ARAVIND ADIGA is named the winner of the £50,000 Man Booker Prize for Fiction 2008 for his novel The White Tiger, published by Atlantic.
The thirty-three year old novelist was presented the prize at an awards ceremony at Guildhall, London. Adiga becomes the fourth debut novelist, and the second Indian debut novelist, to win the award in the forty year history of the prize. The three other debut novelists to have won the prize are Keri Hulme for her novel The Bone People in 1985, DBC Pierre in 2003 for his novel Vernon God Little and Arundhati Roy in 1997 for The God of Small Things.
Aravind Adiga's winning novel The White Tiger is decribed as a ‘compelling, angry and darkly humorous' novel about a man's journey from Indian village life to entrepreneurial success. It was described by one reviewer as an ‘unadorned portrait' of India seen ‘from the bottom of the heap'.
Adiga, who has wanted to be a novelist since he was a boy, was born in Madras and now lives in Mumbai. He becomes the fifth Indian author to win the prize, joining VS Naipaul, Salman Rushdie, Arundhati Roy and Kiran Desai who won the prize in 1971, 1981, 1997 and 2006 respectively. In addition, The White Tiger is the ninth winning novel to take its inspiration from India or Indian identity.

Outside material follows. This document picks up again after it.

PR #562, opened 2025-09-25
Folder schema loading

ikyman:
Clicking on the "Open Project" opens up the folder dialogue. This does not yet open at the project directory, instead opening at the . From That, you can select which project to load. Absent a selection screen to choose which take to be loaded, take 1 is automatically loaded.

Mr. Aravind hails from Mangalore and did a major part of his schooling here. His extended family still lives in Mangalore. Sydney is where his father, a surgeon, is now settled.
ABOUT ADIGA
He comes from a family of doctors and his maternal grandfather, Dr. Mohan Rao, was a well-known surgeon in Chennai.
Mr. Aravind did most part of his education at St. Aloysius group of education institutes, barring the two years of primary education at Canara English Higher Primary School, Dongarakery.
After his family moved here from Chennai, he joined the Canara School in 1981-82 for standard II. He joined St. Aloysius primary school in 1983-84 and completed his SSLC in 1990.
He secured the first rank in the State in SSLC.